Hi there 2008, it's been a while. How you doin'. Oh, that bad eh. Well, still, welcome back to the party.


Yup, I was talking to a young, but pretty smart coworker yesterday. She told me this stock was her biggest holding. I held my tongue as far as judging her, but I couldn't help but wonder why the fark someone would invest a significant amount in that.
 
2018-02-07 10:34:45 AM  

Hoban Washburne: Gubbo: Derivatives stacked on top of derivatives to mirror other derivatives.

Hi there 2008, it's been a while. How you doin'. Oh, that bad eh. Well, still, welcome back to the party.

Yup, I was talking to a young, but pretty smart coworker yesterday. She told me this stock was her biggest holding. I held my tongue as far as judging her, but I couldn't help but wonder why the fark someone would invest a significant amount in that.


Obviously not as smart as they think.

I just dump all my investing cash (what little of it there is) into an S&P 500 index fund. I'm always particularly happy when people tell me that through hard work and very clever choices, they returned 6% for the year. Because then I get to tell them that through exactly no work at all I got 11%.
 
2018-02-07 10:39:29 AM  
I am just to terrified to look at my 401k right now. Might just wait for the market to bounce back a bit.
 
2018-02-07 10:44:47 AM  
"Volatility security"? Why would you invest in an oxymoron?
 
2018-02-07 10:46:15 AM  

fluffy_pope: "Volatility security"? Why would you invest in an oxymoron?


Purely as a hedge. Or, because you thought Bitcoin just wasn't quite a wild enough ride.
 
2018-02-07 10:55:21 AM  

Gubbo: fluffy_pope: "Volatility security"? Why would you invest in an oxymoron?
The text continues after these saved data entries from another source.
PR #6966, opened 2025-04-17
perf: cache block template

stringhandler:
Cache the block template (before coinbases) if the height and mempool has not changed

## Summary by CodeRabbit

- **New Features**
  - Introduced a caching mechanism for block template generation, improving performance by avoiding redundant computations when the mempool and best block header remain unchanged.

### DIFF
--- a/base_layer/core/src/base_node/comms_interface/inbound_handlers.rs
+++ b/base_layer/core/src/base_node/comms_interface/inbound_handlers.rs
@@ -35,24 +35,15 @@ use tokio::sync::RwLock;
 use crate::base_node::metrics;
 use crate::{
     base_node::comms_interface::{
-        error::CommsInterfaceError,
-        local_interface::BlockEventSender,
-        FetchMempoolTransactionsResponse,
-        NodeCommsRequest,
-        NodeCommsResponse,
-        OutboundNodeCommsInterface,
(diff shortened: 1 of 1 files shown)


SWvheerden (approved):

base_layer/core/src/base_node/comms_interface/inbound_handlers.rs
```diff
@@ -267,6 +269,23 @@ where B: BlockchainBackend + 'static
...
                 let best_block_header = self.blockchain_db.fetch_tip_header().await?;
                 let mut last_seen_hash = self.mempool.get_last_seen_hash().await?;
+                {
+                    let read_lock = self.cached_block_template.read().await;
+                    if let Some(cache) = read_lock.as_ref() {
+                        if cache.0 == last_seen_hash && &cache.1.header.prev_hash == best_block_header.hash() {
+                            return Ok(NodeCommsResponse::NewBlockTemplate(cache.1.clone()));
+                        }
+                    }
+                }
```
hansieodendaal, line 279: I would remove these lines - we are not supposed to access this function asynchronously. 
- If one thead has obtained the write lock:
   - the next thread will wait at the read lock.
   - the mempool has changed and the next thread should wait at the read lock.
The lines below do exactly the same thing.

hansieodendaal (commented):
@stringhandler see comment for improvement - the existing code will work fine.

PR #6973, opened 2025-04-21
fix: don't recalc smt on height change

stringhandler:
## Summary by CodeRabbit

- **Bug Fixes**
  - Improved error handling during block validation and MMR root calculations, providing clearer warnings and distinguishing expected errors from unexpected ones.
  - Enhanced logging for specific error cases to help users better understand validation failures.

### DIFF
--- a/base_layer/core/src/validation/block_body/block_body_full_validator.rs
+++ b/base_layer/core/src/validation/block_body/block_body_full_validator.rs
@@ -94,7 +94,25 @@ impl BlockBodyFullValidator {
             );
             ChainStorageError::AccessError("write lock on smt".into())
         })?;
-        let mmr_roots = chain_storage::calculate_mmr_roots(backend, &self.consensus_manager, &block, &mut output_smt)?;
+        let mmr_roots =
+            match chain_storage::calculate_mmr_roots(backend, &self.consensus_manager, &block, &mut output_smt) {
+                Ok(mmr_roots) => mmr_roots,
+                Err(e) => {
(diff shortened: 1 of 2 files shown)


base_layer/core/src/validation/block_body/block_body_full_validator.rs
```diff
@@ -94,7 +94,25 @@ impl BlockBodyFullValidator {
...
+                        "Validator could not calculate MMR roots for block {}: {:?}", block.hash().to_hex(), e
+                    );
+                    match e {
+                        ChainStorageError::CannotCalculateNonTipMmr(ref _e) => {
+                            return Err(e.into());
+                        },
+                        _ => {},
+                    }
+                    // Recalculate SMT as it might have been altered.
+                    *output_smt = backend.calculate_tip_smt()?;
```
hansieodendaal, line 109: To re-calculate the smt inside a validator seems out of place - validate should only validate and not fix things

stringhandler: This is due to the bad design of the SMT. It can get corrupted in calculate_mmr_roots and this is to roll it back on error. I have not added logic here, just matched the logic that is **present in other places** but missing here. 

Background: calculate_mmr_roots changes the SMT, then calculates the root, then undoes changes to the SMT. If there is an error during `calculate_mmr_roots` and it exits early we need to revert the SMT.

SWvheerden (approved):

PR #6974, opened 2025-04-22
fix!: payment id

SWvheerden:
Description
---
Enhances the payment_id security to make it more robust against malicious deserialization. 
Removes u64 size bucket to make outputs more the same
Make change and sender data type's serialized size the same. 

## Summary by CodeRabbit

- **Refactor**
  - Simplified and standardized payment ID metadata by removing legacy fields and consolidating amount, fee, and sender flags.
  - Updated serialization format for payment IDs with explicit variant tagging for improved consistency.
  - Modified transaction and output creation to include fee and amount details in payment IDs.
  - Removed DeepSource static analysis tool configuration.
  - Adjusted key derivation and payment ID variant handling to support wider identifiers.
  - Streamlined transaction weight tracking by removing weight and input/output counts from payment ID metadata.
  - Refactored UI to align with updated payment ID metadata structure.

- **Bug Fixes**
  - Enhanced parsing of payment ID variants to prevent misinterpretation.

- **Tests**
  - Updated tests to reflect the revised payment ID structure and serialization format.


applications/minotari_console_wallet/src/ui/components/transactions_tab.rs
```diff
@@ -404,9 +397,9 @@ impl TransactionsTab {
                         tx.direction.clone(),
                         tx.amount,
                         fee,
-                        weight,
-                        inputs_count,
-                        outputs_count,
+                        tx.weight,
+                        tx.inputs_count,
+                        tx.outputs_count,
```
hansieodendaal, line 402: We should make these 3 values options, then this branch can return None for each, as the information from `tx.???` will be wrong. The display can blank out those values as `unknown`.

base_layer/core/src/blocks/pre_mine/mod.rs
```diff
@@ -853,7 +850,7 @@ pub async fn create_pre_mine_genesis_block_info(
                 RangeProofType::RevealedValue,
             ))
             .with_script(script)
-            .encrypt_data_for_recovery(&key_manager, Some(&view_key_id), PaymentId::U64(i.try_into().unwrap()))
+            .encrypt_data_for_recovery(&key_manager, Some(&view_key_id), PaymentId::U256(i.into()))
```
hansieodendaal, line 853: Future pre-mine operations must be able to read the original encrypted `PaymentId::U64`

base_layer/core/src/transactions/transaction_components/encrypted_data.rs
```diff
@@ -159,8 +158,6 @@ pub enum PaymentId {
     /// No payment ID.
     #[default]
     Empty,
-    /// A u64 number.
-    U64(u64),
```
hansieodendaal, line 163: We must still be able to decrypt a `PaymentId::U64` from the genesis block - this is used in pre-mine spending

hansieodendaal (commented):
It looks good, except I am concerned that we will not be able to get the correct payment id when we read the pre-mine outputs in the genesis block. Those have been created with the previous `PaymentId::U64` and when this code parses it the first byte will be lost to `TxType` and the remaining 7 will be returned as data for `PaymentId::Open`. I think we need some code in pre-mine spend to convert the `PaymentId::Open` to `u64`.

base_layer/wallet/src/output_manager_service/service.rs
```diff
@@ -2012,7 +2018,7 @@ where
         }
 
         let (output, sender_offset_key_id) = self
-            .output_to_self(output_features, amount, covenant, payment_id)
+            .output_to_self(output_features, amount, covenant, payment_id, fee_per_gram)
             .await?;
```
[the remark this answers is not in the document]
hansieodendaal: Agreed, we need a better estimation here

hansieodendaal (commented):
Apart from the failing unit tests, just one comment below, otherwise looking good.

Have you run any system-level tests to verify transaction metadata displayed on the console wallet?
- One-sided in sender wallet
- One-sided in receiver wallet
- Interactive in sender wallet
- Interactive in receiver wallet
- View-only sender wallet change outputs

applications/minotari_console_wallet/src/ui/components/transactions_tab.rs
SWvheerden: defaults are fine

Purely as a hedge. Or, because you thought Bitcoin just wasn't quite a wild enough ride.


same difference.
 
2018-02-07 10:56:59 AM  

Gubbo: Hoban Washburne: Gubbo: Derivatives stacked on top of derivatives to mirror other derivatives.

Hi there 2008, it's been a while. How you doin'. Oh, that bad eh. Well, still, welcome back to the party.

Yup, I was talking to a young, but pretty smart coworker yesterday. She told me this stock was her biggest holding. I held my tongue as far as judging her, but I couldn't help but wonder why the fark someone would invest a significant amount in that.

Obviously not as smart as they think.

I just dump all my investing cash (what little of it there is) into an S&P 500 index fund. I'm always particularly happy when people tell me that through hard work and very clever choices, they returned 6% for the year. Because then I get to tell them that through exactly no work at all I got 11%.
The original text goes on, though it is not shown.